Data to use |
PR #2363, opened 2023-07-11
Fix searching entry point names on z/OS

tungld:
Fix an error in searching entry point names on z/OS when supporting `--store-constants-to-file`


cjvolzka (commented):
+1 from me. I ran the code and it addressed the initial issue. However I'll let someone else do the final approval since I'm not too familiar with the conversion code yet.

tungld:
>Technically that's a separate issue but it still blocks the end goal (getting the model to compile on z/OS). Let me know if you want me to create a different Issue here or if we want to cover it under this PR.

Yes, we can cover it under this PR, a single PR to fix the remaining issues on z/OS if possible.

AlexandreEichenberger (approved):
LGTM

tungld:
I think we have fixes at compiler level, this is from @mikeessen :
```
Hi Tung,
 
Here are the updates made so far to OMExternalConstant.inc for z/OS with gpt2.
 
The changes in the diff below are for:
1. Converting the input File name to omMMapBinaryFile to EBCDIC.
2. Invoking mmap() with __MAP_MEGA.
3. Using cds instead of __sync_bool_compare_and_swap since it not available.
 
Best regards,
Mike
 ```
I will pull Mike's changes to this patch.

Still need a change at z/OS level and Mike has successfully ran a big model on a z/OS image without NNPA. Mike is waiting for a change in another z/OS machine for checking NNPA.

tungld:
Integrated Mike's changes to this patch.

cjvolzka:
We're going to give this a smoke test and see what happens. Assuming it gets us closer, would there be any objection to merging this even if it doesn't fully get the large models compiling on z/OS? 

I know previously we said:
> Yes, we can cover it under this PR, a single PR to fix the remaining issues on z/OS if possible.

But whats here should fix a few issues toward that goal and the PR has been open for a while.

tungld:
> Assuming it gets us closer, would there be any objection to merging this even if it doesn't fully get the large models compiling on z/OS?

I don't have and we can merge this.

cjvolzka:
I confirmed with this change I can still compile the onnx-gpt2-xl-causal-lm model and run it successfully on Linux on Z. It also resolves the originally reported issues on z/OS. However we are encountering new issues after this change.

Since this resolves the original issue and has been open for a while, I'll merge this PR and create a new issue for what I'm encountering now.

Sunny-Anand:
@cjvolzka @mikeessen what was the original reported issue for this PR? What were the new issues and was there a follow-up PR for those issues @tungld?

tungld:
@Sunny-Anand this would be the latest PR related to external constant files in z/OS.

mikeessen:
@Sunny-Anand Here's the issue in Jira: https://jsw.ibm.com/browse/ZAIDLC-930

PR #2366, opened 2023-07-12
Bump to llvm commit 8b76aea8d8b1b71f6220bc2845abc749f18a19b7

flemairen6:
Green LLVM commit: 8b76aea8d8b1b71f6220bc2845abc749f18a19b7
Green MHLO commit: cae5349f85b3b2f58d80ca788e9a8695d896c3a8


maxbartel:

maxbartel:

ttjost:
@AlexandreEichenberger I am seeing an issue with the `powerpc` pipeline that relates to a recent change in `llvm-exegesis`. Therefore, we don't even build LLVM for it. =(
LLVM buildbots for `ppc` pass the test.  Do you have any idea how to solve this?
The error says that `__builtin_thread_pointer' is not supported on this target`, but I don't have a way to reproduce this.
Thank you!

philass:
Ahh that looks really frustrating.

I wonder if we can play with CMake flags to not build with `llvm-exegesis`

ttjost:
> Ahh that looks really frustrating.
> 
> I wonder if we can play with CMake flags to not build with `llvm-exegesis`

I tried doing that. This led to disabling `llvm-mca`, `obj2yaml`, and `yaml2obj`, but `lit tests` all seem to depend on them, and I get a bunch of CMake dependency errors between these tools and tests.
 
In any case, it turns out `__builtin_thread_pointer` is not supported by `gcc` (https://godbolt.org/z/chEnh7Ton), but works with `clang` (https://godbolt.org/z/c9bdTqv5f), that is why LLVM buildbots for PPC work and onnx-mlir pipelines don't.

I am somewhat blocked now, since this only happens on PPC + GCC (it seems), and everything else is green.
Should we try building an in-tree `clang` for it?
Could you anyone check this, please?

sorenlassen:
maybe the problem has to do with this llvm code change:
https://github.com/llvm/llvm-project/commit/46b5b855489f87aac2487d099175807880486041

but I can't think of any workaround

AlexandreEichenberger:
@flemairen6 @ttjost What about the s390 error, is it unrelated?

sorenlassen:
@jenkins-droid test this please

sorenlassen:
@ttjost please sign-off on the last commit to fix the DCO failure

I'm not 100% sure why the jenkins pipelines fail with `ERROR: Exception: java.lang.Exception: admin authentication failed`, maybe it's blocked by the DCO failure?

sorenlassen:
@jenkins-droid test this please

sorenlassen:
@AlexandreEichenberger can you tell why the jenkins pipelines are failing with `ERROR: Exception: java.lang.Exception: admin authentication failed`?

gongsu832:
```
/workdir/llvm-project/llvm/tools/llvm-exegesis/lib/BenchmarkRunner.cpp: In member function 'llvm::Error llvm::exegesis::{anonymous}::SubProcessFunctionExecutorImpl::createSubProcessAndRunBenchmark(llvm::StringRef, llvm::SmallVectorImpl<long int>&) const':
/workdir/llvm-project/llvm/tools/llvm-exegesis/lib/BenchmarkRunner.cpp:336:61: error: '__builtin_thread_pointer' is not supported on this target
  336 |         syscall(SYS_rseq, (intptr_t)__builtin_thread_pointer() + __rseq_offset,
      |                                     ~~~~~~~~~~~~~~~~~~~~~~~~^~
```
Apparently ppc64le does not support `__builtin_thread_pointer`

maxbartel (approved):
LGTM, the clang PR is also already up https://github.com/onnx/onnx-mlir/pull/2379

maxbartel:
@AlexandreEichenberger @philass I will merge this if the pipelines are green, the clang fix landed

PR #2368, opened 2023-07-12
demo onnx f32->f8 conversion diff between spec and ref impl

sorenlassen:
Added TestFPConversion.py test showing that for the "UZ" f8 types the onnx reference implementation of conversion from f32 +/-INF differs from the spec: reference implementation converts +/-INF to +/-MAX whereas the spec says they should convert to NaN.

See issue #2369.


sorenlassen:
closing this PR because I don't plan to merge it

PR #2373, opened 2023-07-12
Fix the compile and run execution session in Python

AlexandreEichenberger:
The error was due to the fact that the constructor of `PyOMCompileExecutionSession` used the constructor of `OMExecutionSession` which required a compiled .so. Have now added a method to first compile and then initialize the .so in the super class OMExecutionSession after its constructor is called

Cleaned up also a bit the code


src/Runtime/PyOMCompileExecutionSession.cpp
```diff
@@ -23,10 +23,14 @@ SUPPRESS_WARNINGS_POP
 
 namespace onnx_mlir {
 
+// =============================================================================
+// Constructor
+
 PyOMCompileExecutionSession::PyOMCompileExecutionSession(
     std::string inputFileName, std::string sharedLibPath, std::string flags,
```
tungld, line 30: Do we always compile a model? Does it make sense to skip compilation when `sharedLibPath` exists? Users may want to use the same PyOMCompileExecutionSession and expect the compilation happens only once.

If the .so file is not reused, we perhaps remove it at the end of the session.

AlexandreEichenberger: I see what you are saying, but then we have to look into what the compile options were... 
2 solutions:
* add a flag to say "reuse if here is already a so"
* no changes:  compile the first time, and then we can use the same .so with a regular ExecutionSession.

tungld: Option 1 looks flexible, we can enable "reuse" by default, and for debugging, not "reuse" is useful.

AlexandreEichenberger: ok, will do

AlexandreEichenberger:
As requested, the extended `OMCompileExecutionSession` interface now first check if the file that would be created by the compiler already exists, and if it does not, compile the model using the flags passed when building the python object.

Technically, the code parse the flags to detect possible `-o filename` or `-o=filename` options to determine if the user is requesting a custom output name, and check also the flags to determine if a custom target is requested.

An optional parameter, `reuse_compiled_model=0` can be passed to disable reuse; by default compiled models are reused.

AlexandreEichenberger:
@tungld , does this work for you now?

src/Runtime/PyOMCompileExecutionSession.cpp
```diff
@@ -23,40 +23,60 @@ SUPPRESS_WARNINGS_POP
...
+    if (rc != 0) {
+      // Compilation failure: save error message.
+      errorMessage = std::string(errorMsg);
+      // Empty output file name.
+      this->outputFileName = std::string();
+      throw std::runtime_error(reportCompilerError(errorMessage));
+    }
+  }
+  // Compilation success: save output file name.
+  this->outputFileName = std::string(outputName);
```
tungld, line 63: According to your comment for `omCompileOutputFileName`, do we need to free `outputName` here?

tungld (approved):
LGTM.

Please remove `third_party/benchmark` update since I guest it's not your intention in this patch.

PR #2379, opened 2023-07-18
Build llvm with clang since gcc on ppc64le doesn't support __builtin_thread_pointer

gongsu832:


AlexandreEichenberger (approved):
LGTM, please just confirm that we now build LLVM using clang on all CIs using docker, namely s390, power, and linux x86.

AlexandreEichenberger:
@gongsu832 thanks for the quick turnaround!

gongsu832:
LLVM on all archs are built with clang. onnx-mlir must also be built with clang. Otherwise, a lot of lit tests crash.

PR #3040, opened 2025-01-10
Update PyExecutionSessionBase.cpp to get right result

fairytale0828:
When I use pyruntime, the output tensor always contains the same element. I think this is because the pointer is not modified by the stride when getting the address. The pointer should move by the stride each time an element is read.

### DIFF
--- a/src/Runtime/python/PyExecutionSessionBase.cpp
+++ b/src/Runtime/python/PyExecutionSessionBase.cpp
@@ -232,52 +232,113 @@ std::vector<py::array> PyExecutionSessionBase::pyRun(
 
     // https://numpy.org/devdocs/user/basics.types.html
     py::dtype dtype;
+    // switch (omTensorGetDataType(omt)) {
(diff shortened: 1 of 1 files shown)


fairytale0828:
微信截图_20250110134825

chentong319:
When the computed output result with type OMTensor is converted to py::array in PyExecutionSessionBase.cpp, the stride is not used. 
```
    outputPyArrays.emplace_back(
        py::array(dtype, shape, omTensorGetDataPtr(omt)));
```
There are two ways to identify whether the error is in PyExecutionSeesionBase.cpp, or somewhere else:
1. Add omTensorPrint to print the generated OMTensor.
2. Use the c driver, instead of the python driver. You can find the instructions at the beginning of file utils/RunONNXLib.cpp.
I copy paste the instructions here: (replace test/backend/test_add/test_add.so with your .so)
```
cd onnx-mlir/build
sh ../utils/build-run-onnx-lib.sh test/backend/test_add/test_add.so

  On linux you run with:

Debug/bin/run-onnx-lib
```

PR #3043, opened 2025-01-15
[NNPA] Revise compiler options for quantization

tungld:
This PR changes compiler options for quantization so that they are more flexible in the future.

New compiler options for quantization are: `-nnpa-quant-dynamic` and `nnpa-quant-op-types`. The old option `nnpa-quantization` is removed.

Some examples:
1. enable dynamic quantization and let compiler decide how to quantize ops automatically: `--nnpa-quant-dynamic`
2. enable dynamic quantization with options: symmetric for activations and symmetric for weights: `--nnpa-quant-dynamic=symActivation,symWeight`.
3. enable dynamic quantization for MatMul op types only: `--nnpa-quant-dynamic --nnpa-quant-op-types=MatMul`. Currently only MatMul is supported.

Help information for the options:

```shell
  --nnpa-quant-dynamic                                                              - Enable dynamic quantization of the input model. If enabled, it only quantizes from fp32
 to i8. If an ONNX operation is already in i8, no quantization is applied to that operation. Optionally, a comma-separated list of quantization options can be specified as i
ts value, e.g. -nnpa-quant-dynamic=symActivation,symWeight.
  --nnpa-quant-dynamic=<value>                                                      - Enable dynamic quantization of the input model. If enabled, it only quantizes from fp32
 to i8. If an ONNX operation is already in i8, no quantization is applied to that operation. Optionally, a comma-separated list of quantization options can be specified as i
ts value, e.g. -nnpa-quant-dynamic=symActivation,symWeight.
    =symWeight                                                                      -   Symmetric quant for weights.
    =asymWeight                                                                     -   Asymmetric quant for weights.
    =symActivation                                                                  -   Symmetric quant for activations.
    =asymActivation                                                                 -   Asymmetric quant for activations.
    =<empty>                                                                        -   Compiler automatically finds the best options. Default option when `-nnpa-quant-dynam
ic` is specified without any value.
  --nnpa-quant-op-types[=<string>]                                                    - A comma-separated list of types of operations that are quantized. E.g. 'MatMul,Conv'.
 Strings for types are the same as ONNX operator names in https://onnx.ai/onnx/operators/. Currently, only MatMul is supported. Without specifying this option, the compiler
will determine the operation types by itself.
```


src/Accelerators/NNPA/Compiler/NNPACompilerUtils.cpp
```diff
@@ -49,11 +49,56 @@ using namespace onnx_mlir;
...
-  configureOnnxToZHighLoweringPass(optReport == OptReport::NNPAUnsupportedOps);
   // z16 does not support for hardware saturation.
   // So, force its usage to compiler generated sticks.
   if (nnpaEnableSaturation && isLessEqualNNPALevel(NNPALevel::M14))
     nnpaEnableCompilerStickUnstick = true;
+
+  // Configure ONNXToZHighLoweringPass.
+  bool isDynQuant = !nnpaQuantDynamic.empty();
+  bool isWeightSym = false;
+  bool isActivationSym = false;
```
AlexandreEichenberger, line 60: quick question: why is the original init false/false here, but the auto value below is true/false.

Should't the default with no values being the same as the auto? Is there a reason that we want the "no options whatsoever" be different than auto?

AlexandreEichenberger (approved):
LGTM, left one question and a small wording change for help.

Sunny-Anand (approved):
LGTM

src/Accelerators/NNPA/Compiler/NNPACompilerUtils.cpp
```diff
@@ -49,11 +49,56 @@ using namespace onnx_mlir;
...
+        break;
+      default:
+        llvm_unreachable("Unsupported quantization options");
+        break;
+      }
+    }
+    if (!isWeightSym) {
+      // TODO: Support asymmetric quantiation for weights.
+      llvm::outs()
+          << "Asymmetric quantization for weights hasn't yet supported. "
```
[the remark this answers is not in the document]
tungld: Thanks! I used `is not`.

src/Accelerators/NNPA/Compiler/NNPACompilerUtils.cpp
tungld: Yes, it should be the same. Fixed it. Thanks!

How to complete this task | When the word "Technically" shows up in a line of the entries, pull that line out.

Response area |
>Technically that's a separate issue but it still blocks the end goal (getting the model to compile on z/OS). Let me know if you want me to create a different Issue here or if we want to cover it under this PR.
Technically, the code parse the flags to detect possible `-o filename` or `-o=filename` options to determine if the user is requesting a custom output name, and check also the flags to determine if a custom target is requested.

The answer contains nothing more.